Arguably, the most important thing I’ve learned is that the ethos of the college or university that you’re teaching in determines what you can do in the classroom, and this is mostly out of your control. For instance, I encountered some exceptionally bright students at the University of Toronto, yet they were among ~85,000 other undergraduates who found their ways into Religious Studies courses. I’d have about 40 students in each class, and those who showed up were routinely prepared and interested. I didn’t have an attendance policy, because my students are adults who are juggling work, other courses, sometimes families—and their Religious Studies course might not be their top priority. That’s fine. But it means that I couldn’t count on having all 40 people at each class, which determined how I covered the material and engaged with students. Now at Rhodes College (a private, residential liberal arts college), the ethos is very different. My courses are capped at 18 students. I can count on almost all students attending classes regularly and being prepared (and when they’re absent, they frequently send detailed and apologetic emails explaining their absence). Group work—which I rarely did before coming to Rhodes—is always productive in the classroom. One campus climate is not necessarily better than the other. There’s something to be said for an in-depth lecture that’s chock full of information and given by a specialist at a research-intensive university, but there’s also value in smaller, face-to-face, organic exploration of the material. Some of the best advice for folks on the job market is thus to really understand the differences among various institutions to which they apply and know how to adapt teaching styles appropriately.

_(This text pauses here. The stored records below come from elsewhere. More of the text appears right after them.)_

PR #1436, opened 2018-03-06
Use content store for step by step navigation

sihugh:
Step by step navigation helpers have [moved to govuk_publishing_components](https://github.com/alphagov/govuk_publishing_components/pull/196) as they were so closely coupled to the components themselves.  Our approach has changed a little, as the navigation information is now obtained from the content item's links rather than a hardcoded
file in the navigation helpers gem.

We can remove some tests because we are not responsible for things that the
component does, we just need to ensure that it renders in a somewhat sensible fashion.

https://trello.com/c/hMYAcWL8/444-frontend-renders-step-by-step-navigation-from-content-item


app/views/layouts/application.html.erb
```diff
@@ -26,8 +26,8 @@
   <body class="mainstream <%= yield :body_classes %>">
     <div id="wrapper" class="<%= wrapper_class(@publication || @presenter) %>">
       <% unless current_page?(root_path) %>
-        <% if show_step_nav? %>
-          <%= render 'shared/step_nav_header', step_nav_content: current_step_nav %>
+        <% if step_nav_helper.show_header? %>
```
Davidslv: This will not work if `step_nav_helper` is nil

PR #1478, opened 2018-04-05
Use search component from gem, not static

andysellick:
Search component has moved into the components gem.

Related to this PR to [add the search component to the gem](https://github.com/alphagov/govuk_publishing_components/pull/267).


app/assets/javascripts/all.js
```diff
@@ -5,3 +5,4 @@
 //
 //= require_tree ./
 //= require_tree ./views
+//= require govuk_publishing_components/all_components
```
tijmenb: What does this file do compared to `frontend.js`?

andysellick: An excellent question. I have no idea. But I've just checked, and this line doesn't need to be here, but it does need to be in frontend.js.

PR #1494, opened 2018-04-24
Use button component from gem

andysellick:
Button component has moved from static to the gem (https://github.com/alphagov/govuk_publishing_components/pull/271)

This PR updates frontend to use that gem component.

Includes a significant rewrite of the component_helpers to do the testing, previously did some slimmer magic to get at the static components.


test/support/component_helpers.rb
```diff
@@ -7,54 +7,38 @@ def assert_has_component_title(title, context = nil)
...
-      else
-        next unless text == data.delete(:text)
-      end
-      data.delete(:data_attributes) if data[:data_attributes].blank?
-      return refute_equal attrs, data
-    end
+    assert page.has_no_css?(process_button_attributes(attrs), text: text)
   end
 
   def click_button_component(text)
```
tijmenb: I think instead of changing the functionality here we can search/replace `click_button_component` with `click_on`?

It's used here already: https://github.com/alphagov/frontend/blob/8c115a328797ff3b8b81912f1b14dec73609f2f8/test/integration/licence_test.rb#L550

test/support/component_helpers.rb
```diff
@@ -7,54 +7,38 @@ def assert_has_component_title(title, context = nil)
...
-      data = JSON.parse(button.text).symbolize_keys
-      if attrs[:href] && data[:href]
-        next unless text == data.delete(:text) && attrs[:href] == data[:href]
-      else
-        next unless text == data.delete(:text)
-      end
-      data.delete(:data_attributes) if data[:data_attributes].blank?
-      return assert_equal attrs, data
-    end
+  def assert_has_button_component(text)
```
tijmenb: Can we make this `assert_has_button`. The tests shouldn't have to care about how the button is rendered (with a component or not).

test/support/component_helpers.rb
```diff
@@ -7,54 +7,38 @@ def assert_has_component_title(title, context = nil)
...
-      data = JSON.parse(button.text).symbolize_keys
+    if page.has_css?("a.gem-c-button")
+      click_link text
+    else
+      click_button text
+    end
+  end
 
-      next if data[:text] != text
+  def process_button_attributes(attrs)
```
tijmenb: This couples the tests really tightly to the CSS/HTML of the component. Would we be able to test whatever we want to test at a higher level? For example, by clicking on the button to check that something happens?

test/support/component_helpers.rb
andysellick: Great, will change.

test/support/component_helpers.rb
andysellick: Yeah, that's cleaner.

test/support/component_helpers.rb
andysellick: I was hoping to achieve this but didn't know how. I figured that at least the only instances of this were in one place so could easily be changed.

There is this one test that is very specific about this, which is partly why I did this...

https://github.com/alphagov/frontend/blob/master/test/integration/licence_test.rb#L1195-L1212

andysellick: @tijmenb this thread has been marked as outdated even though it isn't, I think it's the only issue blocking this PR. Shall we catch up offline?

PR #1506, opened 2018-05-08
[Do not merge] Remove some jobsearch specific styles

steventux:
Missed in https://github.com/alphagov/frontend/pull/1503


kevindew:
I'm guessing we moved on and didn't actually need this.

Finally, what I’ve also discovered is that my students are really interesting young people, especially when they want to be at college and they are truly excited to learn (as opposed to being present to get this or that credential to get a good job one day). They do cool stuff and have innovative ideas—whether they know it or not. This has encouraged me to have a more dynamic relationship with my students. Instead of having a rigid sense of all the material that I have to cover every semester, I tweak my classes based on how students—whose opinions I greatly respect—react. I ask them which topics have made the most (or the least) sense to them and what sorts of assessments they find the most useful. Granted, I don’t let them run the show, but because they are, on the whole, dedicated and insightful people, their feedback goes a long way in helping me develop my courses and be a more effective teacher.